Das nächste Ziel für Anja und Harald Dormann steht bereits fest, die Weltmeisterschaft am 12. Oktober in Bilbao/Spanien. Dort treten die Erlanger dann auch wieder gegen Paare aus ihrer Altersklasse an, in Stuttgart war die Konkurrenz ja viel jünger. "Das ist noch einmal eine andere Nummer", sagt Harald Dormann. Erstmals findet eine WM für seine Altersklasse statt, deshalb gibt es auch noch keine Weltrangliste. Trotzdem kennen sich die Paare untereinander natürlich.

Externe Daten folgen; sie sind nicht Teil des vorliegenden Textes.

PR #498, opened 2020-11-06
test: need ability to (easily) drive IO to a nexus

gila:
This change adds the ability to create workloads within a given mayastor
instance. This is for testing -- not just during mayastor development but
also for e2e tests where we can invoke job creations form within k8s in
the near future.

An example is given `io_job.rs` where we create 2 nvmf targets through
the compose framework, and then use `struct MayastorTest` to do
some IO to it.

### DIFF
--- a/mayastor/src/bdev/dev/nvmf.rs
+++ b/mayastor/src/bdev/dev/nvmf.rs
@@ -9,6 +9,7 @@ use std::{
 use async_trait::async_trait;
 use futures::channel::oneshot;
 use snafu::ResultExt;
+use tracing::instrument;
 use url::Url;
 
 use spdk_sys::{
@@ -137,6 +138,7 @@ impl CreateDestroy for Nvmf {
     type Error = NexusBdevError;
 
     /// Create an NVMF bdev
+    #[instrument(err)]
     async fn create(&self) -> Result<String, Self::Error> {
         if Bdev::lookup_by_name(&self.get_name()).is_some() {
             return Err(NexusBdevError::BdevExists {
--- a/mayastor/src/core/io_driver.rs
+++ b/mayastor/src/core/io_driver.rs
@@ -1,0 +1,403 @@
+//! helper routines to drive IO to the nexus for testing purposes
+use futures::channel::oneshot;
+use rand::Rng;
+use std::{ptr::NonNull, sync::Mutex};
+
+use spdk_sys::{
+    spdk_bdev_free_io,
+    spdk_bdev_read,
+    spdk_bdev_reset,
+    spdk_bdev_write,
+};
+
+use crate::{
+    core::{Bdev, Cores, Descriptor, DmaBuf, IoChannel, Mthread},
+    ffihelper::pair,
+    nexus_uri::bdev_create,
+};
+
+#[derive(Debug)]
+pub enum IoType {
+    /// perform random read operations
+    READ,
+    /// perform random write operations
+    WRITE,
+}
+
+impl Default for IoType {
+    fn default() -> Self {
+        Self::READ
+    }
+}
+
+#[derive(Debug)]
+struct Io {
+    /// buffer we read/write from/to
+    buf: DmaBuf,
+    /// type of IO we are supposed to issue
+    iot: IoType,
+    /// current offset where we are reading or writing
+    offset: u64,
+    /// pointer to our the job we belong too
+    job: NonNull<Job>,
+}
+
+impl Io {
+    /// start submitting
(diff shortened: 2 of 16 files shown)


mayastor/src/core/io_driver.rs
```diff
@@ -0,0 +1,403 @@
...
+    }
+}
+
+#[derive(Debug)]
+struct Io {
+    /// buffer we read/write from/to
+    buf: DmaBuf,
+    /// type of IO we are supposed to issue
+    iot: IoType,
+    /// current offset where we are reading from
```
paulyoong, line 39: The comment says "reading" specifically, it could be writing also.

mayastor/tests/common/compose.rs
```diff
@@ -566,10 +566,31 @@ impl ComposeTest {
...
+                    .output()
+                    .unwrap();
+                std::process::Command::new("docker")
+                    .args(&["rm", c])
+                    .output()
+                    .unwrap();
+            });
+
+            std::process::Command::new("docker")
+                .args(&["network", "rm", &self.name])
```
paulyoong, line 584: :+1: thanks, this should solve the issue I was seeing

mayastor/tests/io_job.rs
```diff
@@ -0,0 +1,130 @@
...
+        ..Default::default()
+    });
+
+    DOCKER_COMPOSE.set(compose).unwrap();
+    let ms = MAYASTOR.get_or_init(|| mayastor_test);
+
+    create_work(queue.clone()).await;
+    tokio::time::delay_for(Duration::from_secs(1)).await;
+    tokio::time::delay_for(Duration::from_secs(2)).await;
+    // create and share a bdev on each container
```
paulyoong, line 121: Is this comment in the wrong place?

paulyoong (approved):

mayastor/tests/io_job.rs
chriswldenyer: The two calls to delay_for() is a typo I suppose?

mayastor/tests/io_job.rs
```diff
@@ -0,0 +1,130 @@
+use std::sync::Arc;
+
+use once_cell::sync::OnceCell;
+use tokio::time::Duration;
+
+use common::{Builder as ComposeBuilder, ComposeTest, MayastorTest};
```
chriswldenyer, line 6: Maybe the Builder in compose should be called ComposeBuilder ?

mayastor/tests/common/mod.rs
```diff
@@ -133,7 +134,7 @@ pub fn mayastor_test_init() {
                 panic!("binary: {} not present in path", binary);
             }
         });
-    logger::init("DEBUG");
+    logger::init("INFO");
```
tiagolobocastro, line 137: was this intended?

mayastor/tests/common/compose.rs
gila: It should already during Drop constructor .. but sometimes we need to control the order so I added a "manual" drop there as well... called down() +)

mayastor/src/bdev/dev/nvmf.rs
```diff
@@ -9,6 +9,7 @@ use std::{
 use async_trait::async_trait;
 use futures::channel::oneshot;
 use snafu::ResultExt;
+use tracing::instrument;
```
chriswldenyer, line 12: Maybe mention the tracing change in the pull request comment.

mayastor/tests/io_job.rs
gila: fixed

mayastor/tests/io_job.rs
gila: Right yeah, the name clash let me fix that. :+1:

mayastor/src/core/io_driver.rs
```diff
@@ -0,0 +1,403 @@
...
+        let ioq: &mut Io = unsafe { &mut *arg.cast() };
+        let job = unsafe { ioq.job.as_mut() };
+
+        if !success {
+            error!("{}: {:#?}", job.thread.as_ref().unwrap().name(), bdev_io);
+        }
+
+        assert_eq!(Cores::current(), job.core);
+        job.n_io += 1;
+        job.n_inflight -= 1;
```
chriswldenyer, line 196: Should probably assert that `job.n_inflight` is not zero at this point

chriswldenyer (approved):

cjones1024 (approved):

"Wir sind sehr gut vorbereitet", sagt Harald Dormann. Gemeinsam mit ihrem Coach Markus Heffner haben sie einen Trainingsplan aufgestellt. Seit der Verletzung "sind wir besser geworden", sagt der Erlanger, das sei auch deutlich auf Videos zu sehen. "Die Technik hat sich verbessert, ich habe so viel aufgeholt, dass ich sogar den Muskelschwund und das Alter kompensieren kann." Auch deshalb sagt er selbstbewusst: "Wir können es bei der WM aufs Treppchen schaffen." Bis dahin sind es noch ein paar Tage, und an allen wird Harald Dormann tanzen.